Time will tell where this leads him. In a sense, Bill wasn’t lying.  He did in fact have a Topoisomerase II inhibitor, he had Levaquin.

To his body, metabolically he received a course of chemotherapy.  

Bill, who thought he was home fee, fell back into the black hole of long term collateral damage from floxing. 

For many, calling Bill’s story rare or unusual makes them feel better.

The inconvenient truth is that Bill’s story is not rare or unusual. The messages of toxic positivity, which I wrote about here, take away from the true devastation that these drugs cause.  Regrettably, medical professionals and policy makers gravitate towards recovery messages and use them as excuses to look away.  This feeds into the cognitive dissonance that I mentioned earlier.  The resulting output is the belief that serious long lasting damage is rare and that these drugs are safe. 

My premise; its all an illusion. 

FQAD outcomes are blurry at best.  There is no long term tracking data done of the floxed population.   Although my capabilities are limited,  my statistics don’t paint a pretty picture. 

This begs another hypothetical question and one that I, like I mentioned earlier, get confronted with on a regular basis, “What does a true recovery from the FQ’s  look like?”  Many times I am asked to speak comfort, when I can’t.

In reality, how many individuals go on to develop other health conditions years down the road related to the FQ’s?  I think the truth would shock us all.   

What about the athlete who can no longer perform in peak condition?  Or a police officer that can’t chase after a suspect?  A secretary who can no longer ‘concentrate’ at her job?
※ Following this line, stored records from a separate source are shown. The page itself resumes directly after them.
PR #846, opened 2026-06-12
feat(gmail): surface inline (cid:) image mapping in get_gmail_message_content

DannyOosterveer:
## Problem

HTML emails reference inline images (signature logos, pasted screenshots) via `src="cid:<content-id>"`. To render them, a client must know **which attachment each Content-ID maps to**. Today that mapping isn't reachable: the `--- ATTACHMENTS ---` listing exposes `attachmentId` but not the part's `Content-ID`, and `body_format="raw"` is truncated — so clients are forced to guess by part order or size, which gets inline images wrong when e.g. a small signature logo and a large screenshot are both present.

## Change (updated per review)

This originally added a dedicated `get_gmail_message_attachment_map` tool. Per @taylorwilsdon's note that the server is at the tool limit, the mapping is now folded into the **existing** message-content tools instead — no new tool:

- `_extract_attachments` now reads each part's `Content-ID`, and also includes filename-less inline (`cid:`) parts that carry an `attachmentId`.
- The `--- ATTACHMENTS ---` listing (in `get_gmail_message_content`, the batch variant, and the thread-content variant) shows a `Content-ID: <cid>` line for inline parts, via a shared `_format_attachment_entry` helper.

A client can then map `src="cid:<id>"` to the correct attachment and fetch it via `get_gmail_attachment_content` — no heuristics needed.

Removed `get_gmail_message_attachment_map` and the now-unused `_extract_cid_map`.

## Tests

All gmail tests pass (`uv run pytest tests/gmail/` — 129 passed), lint clean (`ruff check`).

A typist who can’t type, a jogger who can’t jog, or a singer who can’t sing? You get the picture.  

Walking Wounded

In first aid and triage they have a  phrase called the walking wounded.  These are injured persons who are of a relatively low priority.Walking Wounded  How many FQ related walking wounded are in our society? 

If politicians and doctors believe that FQ toxicity is a recoverable condition, it lessens the amount of energy put towards drug safety and curbing the use of these drugs.  It also alienates the multitudes that become permanently disabled, in one way or another, from these horrible medications.  They have no legitimate label, or recognition.  In other words it goes on….forever. 
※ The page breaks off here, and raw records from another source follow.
PR #848, opened 2026-06-12
fix: issues/845

### LINKED ISSUE #845: draft_gmail_message: thread_id reply drafts not visible in Gmail UI — regression/variant of #630 on v1.21.2
## Bug

Drafts created via `draft_gmail_message` with `thread_id` succeed at the API level — the tool returns a draft ID, the draft appears in `in:drafts` searches and in `get_gmail_thread_content` — but **never appear in the Gmail web UI Drafts folder**. The user cannot see, edit, or send them.

This is the same parameter family as #630 (closed by #631, shipped ~v1.17.0), reproducing on **v1.21.2**. Symptom differs slightly: #630 described the draft as *visible in the list but empty on open*; here the draft is *absent from the Drafts UI entirely*. Possibly the same root cause with a different rendering outcome.

## Steps to Reproduce

1. Call `draft_gmail_message` with:
   - `thread_id` (valid Gmail thread ID)
   - `in_reply_to` + `references` (valid RFC Message-ID from that thread)
   - `to`, `cc`, `subject` set; non-empty HTML `body`, `body_format: "html"`
   - `include_signature: true`
2. Tool returns `Draft created! Draft ID: r...`
3. `search_gmail_messages` with `in:drafts <term>` → draft IS returned; `get_gmail_thread_content` shows it appended to the thread with correct headers/recipients/body
4. Open Gmail web UI → Drafts folder

## Expected

Draft visible in Drafts, opens with body and recipients populated.

## Actual

Draft is not shown in the Drafts UI at all. Reproduced 2/2 with `thread_id` set (two separate calls, same thread, minutes apart).

## Parameter isolation

Four drafts created the same day against the same account:

| # | thread_id | in_reply_to/references | Visible in Gmail UI |
|---|-----------|------------------------|---------------------|
| 1 | ✅ | ✅ | ❌ ghost |
| 2 | ✅ | ✅ | ❌ ghost |
| 3 | ❌ | ✅ | ✅ renders |
| 4 | ❌ | ❌ | ✅ renders, sent fine |

`thread_id` alone appears to be the trigger; `in_reply_to`/`references` without `thread_id` is fine.

## Workaround

Standalone draft (no `thread_id`) with the external ticket number kept in the subject — loses Gmail-side thread grouping but renders, sends, and threads correctly on the recipient side via the reply headers / subject match.

## Environment

- workspace-mcp **1.21.2** (uvx, unpinned — includes the #631 fix from ~v1.17.0)
- `--tools gmail drive sheets calendar --tool-tier extended`
- Gmail API via OAuth, Google Workspace account
- macOS (darwin 24.3), Claude Code CLI
- `body_format: "html"`, `include_signature: true` (also the default-signature path)

taylorwilsdon:
Closes: #845 

## Release Notes

* **Bug Fixes**
  * Fixed an issue where draft messages would appear hidden in the Gmail UI when replying to threads. Thread information is now properly managed through message headers.


mvalee:
Heads-up that this change (dropping `message.threadId` from `drafts().create`) fixes the ghost-draft *visibility* but **removes draft nesting entirely** — reply drafts no longer thread.

Gmail only header-threads on **send**; for a *draft* to appear inside its thread, `message.threadId` must be set on the draft message (which `send_gmail_message` still does). So post-#848, `draft_gmail_message(thread_id=...)` lands the draft in a brand-new standalone thread instead of the target one.

Downstream we restored `threadId` on the draft body and the drafts now nest **and** render correctly in the Gmail web UI.

We also tested the subject-mismatch theory directly, since #845's repro pointed at the `threadId`+`in_reply_to` combo: a draft with `threadId` + a valid **visible** parent `In-Reply-To`, but a deliberately **wrong** subject — and it was **still visible** in the UI. So subject mismatch does not appear to be the ghost trigger.

The known ghost path is the one #728 already fixed (an `In-Reply-To` parent that isn't visible, e.g. trashed). Given that, removing `threadId` looks like the wrong remedy — it trades a narrow visibility edge case for breaking threading on every reply draft. Suggest restoring `message.threadId` (criterion 1 of Gmail's [threading contract](https://developers.google.com/workspace/gmail/api/guides/threads)) and keeping #728's visible-parent handling.

PR #85, opened 2026-05-17
History fixes 

### LINKED ISSUE #82: `time_change` should integrate cumulative inter-arrival segments

### LINKED ISSUE #83: Should `History` be a validator solely, or should it be a fixer?

rsenne:
I realized i opened up the PR on the wrong branch....so this is now the real PR lmao.

Resolves #82 and resolves #83


rsenne:
hey @JoseKling could you approve this? I mistakenly didn't setup the PR to go into main so this should be the same code but now applied to the correct branch

JoseKling (approved):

I don’t know the exact count of these disenfranchised and damaged people wandering about like battle weary survivors of an apocalypse, and I probably never will.  All I know is that they are there, and there many more than I had even begun to imagine when I started this endeavor.

Do you know of a loved one, a friend, a co-worker, or someone else who suffers from a diagnosis of mysterious origin, such as peripheral neuropathy with an unidentified cause? If so ask them to do some detective work to find out if they have had FQ usage in their past, and not necessarily their immediate past.  Tell them that FQ’s are often given during surgery, often without the patient’s knowledge.

If you are faced with potential antibiotic use, for yourself or a loved one, please become informed as to the choices that you have available. If antibiotic use is necessary, there are generally safer alternatives than the Fluoroquinolones.   Discuss all concerns with your doctor about treatment to help you choose the safest method.